*** Block opens ***

PR #685, opened 2025-10-18
Prep for v2; target .NET Standard 2.0, .NET Standard 2.1 and .NET 6.0

### LINKED ISSUE #553: [WIP/QRCoder2] Which frameworks and language version to target
*__Note__: This issue is part of the planning of version 2 of the QRCoder. The [meta-issue can be found here](https://github.com/codebude/QRCoder/issues/512). These comments have been copied into this issue here, with the comments marked as such. If comments on the topic of this issue already exist in the meta thread, they have been copied here, naming the authors.*

### Topic
The current version of the QRcoder (1.X) supports a whole range of target frameworks. Among them also quite old versions like .NET3.5. Which frameworks do we want to target in QRCor version 2 and why (pro/contra)?

Shane32:
This PR:
- Targets the `develop` branch (for version 2.0)
- Adds a dependency on System.Memory for .NET Standard 2.0 projects (so `Span` and `ArrayPool` can be used)
- Eliminate dependency on System.Text.Encoding.CodePages (users will need to reference it manually when needed)
- Reduces as many `#if` blocks as possible, adding polyfills where necessary.
- Updates workflows and version number appropriately
- Removes the obsolete and unused `StringValueAttribute`
- Eliminate testing on .NET Core 2.1 and .NET 5.0 -- remaining tests on .NET Framework 4.6.2, .NET Core 3.1 and .NET Core 6.0 will test all three target tfms of the main project

Future PR:
- Move components that depend on `System.Drawing.Common` to another package

Then, the compilation that targets .NET Standard 2.1 and .NET 6.0 will be dependency-free.

## Summary by CodeRabbit

* **Breaking Changes**
  * Removed `StringValueAttribute` and `CustomExtensions` classes from public API
  * Dropped support for older .NET frameworks; minimum targets now .NET Standard 2.0, .NET Standard 2.1, and .NET 6.0

* **Chores**
  * Version updated to 2.0.0-preview
  * CI workflows updated; removed testing on obsolete framework versions


QRCoder/PdfByteQRCode.cs
```diff
@@ -55,120 +55,105 @@ public byte[] GetGraphic(int pixelsPerModule, string darkColorHtmlHex, string li
...
         using var stream = new MemoryStream();
-#if NETFRAMEWORK
-        var writer = new StreamWriter(stream, System.Text.Encoding.ASCII);
-#elif NET6_0_OR_GREATER
-        var writer = new StreamWriter(stream, System.Text.Encoding.ASCII, leaveOpen: true);
-#else
-        var writer = new StreamWriter(stream, System.Text.Encoding.ASCII, 1024, true);
-#endif
-        try
+        using var writer = new StreamWriter(stream, Encoding.ASCII, 1024, true);
```
Shane32, line 58: Added `using` and removed `try..finally` which changed indentation.

Shane32:
@coderabbitai review

Shane32:
Note: I still plan to issue another v1 release from the `master` branch.

QRCoder/PdfByteQRCode.cs
```diff
@@ -55,120 +55,105 @@ public byte[] GetGraphic(int pixelsPerModule, string darkColorHtmlHex, string li
...
+            "/Kids [ <<\r\n" +                                                      // Array of page objects - begin inline page dictionary
+                "/Type /Page\r\n" +                                                 // Declares this as a page
+                "/Parent 2 0 R\r\n" +                                               // References parent Pages object
+                "/MediaBox [0 0 " + pdfMediaSize + " " + pdfMediaSize + "]\r\n" +   // Page dimensions [x1 y1 x2 y2]
+                "/Resources << /ProcSet [ /PDF ] >>\r\n" +                          // Required resources: PDF operations only (no images)
+                "/Contents 3 0 R\r\n" +                                             // References content stream (object 3)
+                ">> ]\r\n" +                                                        // End inline page dictionary and Kids array
+            ">>\r\n" +                                                              // End dictionary
+            "endobj\r\n"                                                            // End object
+        );
```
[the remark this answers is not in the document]
Shane32: #687

QRCoder/PdfByteQRCode.cs
gfoidl: This could be a static ROS<byte> property, so that no array needs to be created as Roslyn will refer to the assembly's static data segment.

As System.Memory package is there, I assume Roslyn will also emit the optimized code (i.e. no allocation) for the older targets.

When not possible, this should be at least a `static readonly` field.

QRCoder/PdfByteQRCode.cs
```diff
@@ -55,120 +55,105 @@ public byte[] GetGraphic(int pixelsPerModule, string darkColorHtmlHex, string li
...
+
+        // PDF header - declares PDF version 1.5
+        writer.Write("%PDF-1.5\r\n");
+        writer.Flush();
+
+        // Binary comment - ensures PDF is treated as binary file (prevents text mode corruption)
+        stream.Write(_pdfBinaryComment, 0, _pdfBinaryComment.Length);
+        writer.WriteLine();
+
+        writer.Flush();
```
gfoidl, line 69: Is flushing needed? We write to a memory stream, so I don't see real benefit from it.

Same on the other flushes below.

QRCoder/PdfByteQRCode.cs
```diff
@@ -55,120 +55,105 @@ public byte[] GetGraphic(int pixelsPerModule, string darkColorHtmlHex, string li
...
+            "<<\r\n" +                                         // Begin trailer dictionary
+            "/Size " + ToStr(xrefs.Count + 1) + "\r\n" +       // Total number of entries in xref table
+            "/Root 1 0 R\r\n" +                                // Reference to catalog object
+            ">>\r\n" +                                         // End trailer dictionary
+            "startxref\r\n" +                                  // Start of xref keyword
+            ToStr(startxref) + "\r\n" +                        // Byte offset of xref table
+            "%%EOF"                                            // End of file marker
+        );
+
+        writer.Flush();
```
gfoidl, line 155: This flush is fine, as w/o disposing of the StreamWriter not all data written may end up in the (Memory) stream.

gfoidl (commented):
Nice cleanup!

QRCoder/PdfByteQRCode.cs
Shane32: Done

QRCoder/PdfByteQRCode.cs
Shane32: It's the text writer that requires flushing, not the memory stream.  Without flushing, the position may be inaccurate.  Now since we are using ASCII encoding, there is (probably) no reason for the encoder to cache characters, but I don't know that it says anywhere that the ASCII encoder doesn't require flushing.  So the encoder flushes before reading the position property.

QRCoder/PdfByteQRCode.cs
Shane32: If we disposed of the stream writer, then we could omit the flush, as flushing is implicit during dispose.  However, we are using the shorter using syntax so the flush is required here to ensure all characters have been written.

gfoidl: Here we are talking about the same. Maybe I was unclear.

gfoidl (approved):

PR #698, opened 2026-07-12
Minor performance improvement in BitmapByteQRCode + clarify padding calculation

### LINKED ISSUE #697: Bug in BMP padding calculation when pixelsPerModule is odd
`BitmapByteQRCode.GetGraphic` uses the following formula to calculate the number of padding bytes per row:

```cs
var paddingLen = sideLength % 4;
```

That's not correct. It happens to work when `sideLength` is even, i.e. when `pixelsPerModule` is even, but it fails when `sideLength` is odd.

The correct formula would be `(4 - (sideLength % 4)) % 4`, or the more efficient equivalent `-sideLength & 3`.

KrisVandermotten:
## Summary

* [x] Fixes a bug in BMP padding calculation when `pixelsPerModule` is odd.
* [x] Minor optimization using [BinaryPrimitives.WriteInt32LittleEndian(Span<Byte>, Int32)](https://learn.microsoft.com/en-us/dotnet/api/system.buffers.binary.binaryprimitives.writeint32littleendian) on modern .NET

## Closing issues
Fixes #697 

## Summary by CodeRabbit

* **Bug Fixes**
  * Improved QR bitmap generation across supported platforms for more consistent output.
  * Corrected bitmap row padding calculations to ensure proper byte alignment.
  * Enhanced binary integer writing on newer .NET Core versions to reliably produce the expected byte order.

### DIFF
--- a/QRCoder/BitmapByteQRCode.cs
+++ b/QRCoder/BitmapByteQRCode.cs
@@ -1,3 +1,8 @@
+#if NETCOREAPP2_1_OR_GREATER
+using System.Buffers.Binary;
+#endif
+using System.Diagnostics;
+
 using static QRCoder.QRCodeGenerator;
 
 namespace QRCoder;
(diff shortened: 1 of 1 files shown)


Shane32:
> * Fixes a bug in BMP padding calculation when `pixelsPerModule` is odd.

Note: An extensive analysis of the old and new calculation code by ChatGPT determined that it is mathematically equivalent for 24bpp images, but the new calculation better represents the intent, and is more correct if the data wasn't 24bpp.

Shane32 (approved):

PR #699, opened 2026-08-08
Optimize AlignmentPatterns

KrisVandermotten:
## Summary

This PR applies a round of optimizations to the calculation and placement of alignment patterns.

First, several improvements reduce the amount of memory allocated by `CreateAlignmentPatternTable`:

- The `AlignmentPattern` structure has been removed. It was wrapper around a list of Points and a `Version` property. As the `Version` property wasn't used, there is no need for the structure.
- The `Point` structure has been reduced from two `int` properties to two `byte` properties. Given that the result of the method is essentially a table of Points, this reduces the amount of memory needed to store the actual data by a factor 4.
- The resulting table has been changed from a Dictionary to an array.
- The entries in the table have been changed from `List<Point>` to `Point[]`.

All of the above contribute to less memory being needed to store the result and keep it referenced for later usage. In addition, some memory allocations have been reduced in the process to produce that result:

- On modern .NET, the allocation (and initialization) of `alignmentPatternBaseValues` is avoided. It's values are now bytes instead of ints.
- A single `List<Point>` is used as a buffer to store intermediate results, instead of a list per version.

Some changes have been made to reduce execution time:

- The calculation for version 1 is avoided, as it's empty anyway.
- The inner loops are terminated as soon as they can, instead of always looping 7 times.
- The unnecessary check whether a calculated point was not already present in the `points` intermediate list has been removed. As a result, the `IEquatable<Point>` implementation is no longer needed and removed.
- The outer loop is now a simple loop over the versions. Not only does this improve the clarity of the code, it also avoids an integer division per version.
- The numbers in `alignmentPatternBaseValues` are now the coordinates of the upper left corners of the alignment patters, not the center points. This saves two substractions per point.

I ran a simple benchmark to measure the results.

```
BenchmarkDotNet v0.13.12, Windows 11 (10.0.26200.7462)
11th Gen Intel Core i7-1165G7 2.80GHz, 1 CPU, 8 logical and 4 physical cores
.NET SDK 10.0.302
  [Host]     : .NET 8.0.29 (8.0.2926.32403), X64 RyuJIT AVX-512F+CD+BW+DQ+VL+VBMI
  DefaultJob : .NET 8.0.29 (8.0.2926.32403), X64 RyuJIT AVX-512F+CD+BW+DQ+VL+VBMI
```

On master:

| Method                      | Mean     | Error    | StdDev   | Gen0   | Gen1   | Allocated |
|---------------------------- |---------:|---------:|---------:|-------:|-------:|----------:|
| CreateAlignmentPatternTable | 12.63 us | 0.225 us | 0.211 us | 3.3722 | 0.2441 |  20.74 KB |

This PR:

| Method                      | Mean     | Error     | StdDev    | Gen0   | Gen1   | Allocated |
|---------------------------- |---------:|----------:|----------:|-------:|-------:|----------:|
| CreateAlignmentPatternTable | 1.811 us | 0.0242 us | 0.0226 us | 0.5455 | 0.0057 |   3.35 KB |

Memory allocations have been reduced by a factor 6. Even though the method is executed only once, it's nice to see that it is now 7 times faster. More optimizations are possible but deemed unnecessary, as they would also reduce the readability of the code.

Secondly, some improvements have been made to the `PlaceAlignmentPatterns` method.

Obviously, placement already benefits from the fact that `AlignmentPatterns.FromVersion` now returns a `Point[]` instead of (a struct around) a `List<Point>`, and does so by indexing into an array instead of a dictionary.

On top of that:

- The `y` and `x` loops have been swapped to improve data locality, and avoid redundant indexing into the `ModuleMatrix` array.
- The inner `x` loop has been unrolled, primarily to reduce branches and branch mispredictions.
- A redundant construction of `alignmentPatternRect` is avoided.

The results are visible in the existing `QRCodeGeneratorBenchmark`.

On master:

| Method                | Mean        | Error     | StdDev    | Gen0   | Allocated |
|---------------------- |------------:|----------:|----------:|-------:|----------:|
| CreateQRCode          |    126.8 us |   2.52 us |   3.28 us | 0.6104 |   4.02 KB |
| CreateQRCodeMultiMode |    984.3 us |  19.62 us |  31.69 us |      - |   7.22 KB |
| CreateQRCodeLong      |  2,330.6 us |  43.59 us |  70.39 us |      - |  10.89 KB |
| CreateQRCodeLongest   | 13,594.9 us | 268.84 us | 298.82 us |      - |  43.84 KB |

This PR:

| Method                | Mean        | Error     | StdDev    | Gen0   | Allocated |
|---------------------- |------------:|----------:|----------:|-------:|----------:|
| CreateQRCode          |    121.9 us |   2.43 us |   4.96 us | 0.6104 |   4.02 KB |
| CreateQRCodeMultiMode |    924.9 us |  18.14 us |  20.90 us | 0.9766 |   7.22 KB |
| CreateQRCodeLong      |  2,141.0 us |  41.43 us |  46.04 us |      - |  10.89 KB |
| CreateQRCodeLongest   | 12,644.3 us | 193.28 us | 171.34 us |      - |  43.84 KB |

## Test plan

All modified code is exercised by existing unit tests. Benchmarks show the performance benefit.

## Improvements

* Optimized QR code generation for faster, more efficient alignment pattern processing.
* Reduced memory usage when handling alignment coordinates.
* Improved alignment pattern generation across supported QR code versions, including Micro QR variants.
* Preserved the existing 5×5 alignment pattern appearance and placement.
* Added validation to help ensure alignment data remains within expected limits.
* Streamlined error-correction processing without changing generated QR code behavior.


QRCoder/QRCodeGenerator/AlignmentPatterns.cs
```diff
@@ -10,57 +12,64 @@ private static class AlignmentPatterns
...
-            var localAlignmentPatternTable = new Dictionary<int, AlignmentPattern>(40 + 4);
+            var localAlignmentPatternTable = new Point[4 + 1 + 40][];
+
+            // Micro QR codes do not have alignment patterns.
+            Point[] empty = [];
+
+            localAlignmentPatternTable[-4 + 4] = empty;
+            localAlignmentPatternTable[-3 + 4] = empty;
+            localAlignmentPatternTable[-2 + 4] = empty;
+            localAlignmentPatternTable[-1 + 4] = empty;
```
gfoidl: Can this indexing be simplified?

gfoidl (commented):
Quoting [coderabbitai](https://github.com/apps/coderabbitai):

> No actionable comments were generated in the recent review. 🎉

:smiley: one AI hasn't found something reviewing a other AI[^1]...(same model in the background?).

[^1]: note the "Summary by CodeRabbit" in the TOP got added later on by CodeRabbit.

KrisVandermotten:
> 😃 one AI hasn't found something reviewing a other AI...(same model in the background?).

Not sure what "other AI" you're referring to? No AI was used in making this PR, nor its description.

QRCoder/QRCodeGenerator/AlignmentPatterns.cs
KrisVandermotten: What simplification do you have in mind?

Note that the additions are compiled away by the C# compiler (constant folding).

gfoidl: > (constant folding)

Sure, but indices like `-4 + 4` are strange to read and non-obvious, where it just could be `[0]`, `[1]`, ...

KrisVandermotten: The `+ 4` matches the `+ 4` in lines 23, 44 and 69. Would it be more clear if I declared a `const int indexOffset = 4;` and used it throughout?

KrisVandermotten: Pushed a commit doing exactly that.

Shane32:
> * The unnecessary check whether a calculated point was not already present in the `points` intermediate list has been removed. As a result, the `IEquatable<Point>` implementation is no longer needed and removed.

Makes sense, but should we leave the IEquatable implementation anyway?  It really hurts performance if needed and missing.  See https://github.com/Shane32/QRCoder/pull/509#issuecomment-2092077502  But if unneeded we can remove it ....

QRCoder/QRCodeGenerator/AlignmentPatterns.cs
Shane32: Looks good

KrisVandermotten:
> > * The unnecessary check whether a calculated point was not already present in the `points` intermediate list has been removed. As a result, the `IEquatable<Point>` implementation is no longer needed and removed.
> 
> Makes sense, but should we leave the IEquatable implementation anyway? It really hurts performance if needed and missing. See [#509 (comment)](https://github.com/Shane32/QRCoder/pull/509#issuecomment-2092077502) But if unneeded we can remove it ....

The `QRCodeGenerator.Point` struct is `private`, so there is complete control over where and how it is used. It's `Equals` and `GetHashCode` methods aren't called. There are other such structs, e.g. `QRCodeGenerator.ECCInfo` and `QRCodeGenerator.CodewordBlock` that also don't have an `IEquatble<T>` implementation. That's why I removed the unused methods in `QRCodeGenerator.Point` as well.

Finally, benchmarks show an improvement in performance, not a regression.

Shane32:
Fair.  Just indicating that `Point.Equals` wasn't previously called directly; it was a hidden performance issue due to the call to `List<>.Contains`.  Let's at least add a comment to the struct to that effect, something like:

> Be sure to add an `IEquatable<>` implementation if calling `List<Point>.Contains` or similar methods requiring equality comparison.

to help prevent the same mistake in the future.

KrisVandermotten:
> Fair. Just indicating that `Point.Equals` wasn't previously called directly; it was a hidden performance issue due to the call to `List<>.Contains`.

I do understand. That's why I wrote: "The unnecessary check whether a calculated point was not already present in the points intermediate list has been removed. _As a result_, the IEquatable<Point> implementation is no longer needed and removed."

> Let's at least add a comment to the struct to that effect, something like:
> 
> > Be sure to add an `IEquatable<>` implementation if calling `List<Point>.Contains` or similar methods requiring equality comparison.
> 
> to help prevent the same mistake in the future.

Just to be clear: there are nine such structs, do you suggest to add such a comment to all of them, or just to the `Point` struct?

Shane32:
Let's just add a comment for the Point struct and call it a day.

Shane32:
Thanks! I'll merge once tests pass.  Thanks for your help!!

Shane32:
Sorry I forgot to merge this.  Can you update it so I can?

KrisVandermotten:
> Sorry I forgot to merge this. Can you update it so I can?

Done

*** Block closes ***

- Problem to solve: The required answer is the exact run of lines above starting at the line with "for the structure." and ending at the line with "- The entries", with both ends present.

- Answer box:
- The `AlignmentPattern` structure has been removed. It was wrapper around a list of Points and a `Version` property. As the `Version` property wasn't used, there is no need for the structure.
- The `Point` structure has been reduced from two `int` properties to two `byte` properties. Given that the result of the method is essentially a table of Points, this reduces the amount of memory needed to store the actual data by a factor 4.
- The resulting table has been changed from a Dictionary to an array.
- The entries in the table have been changed from `List<Point>` to `Point[]`.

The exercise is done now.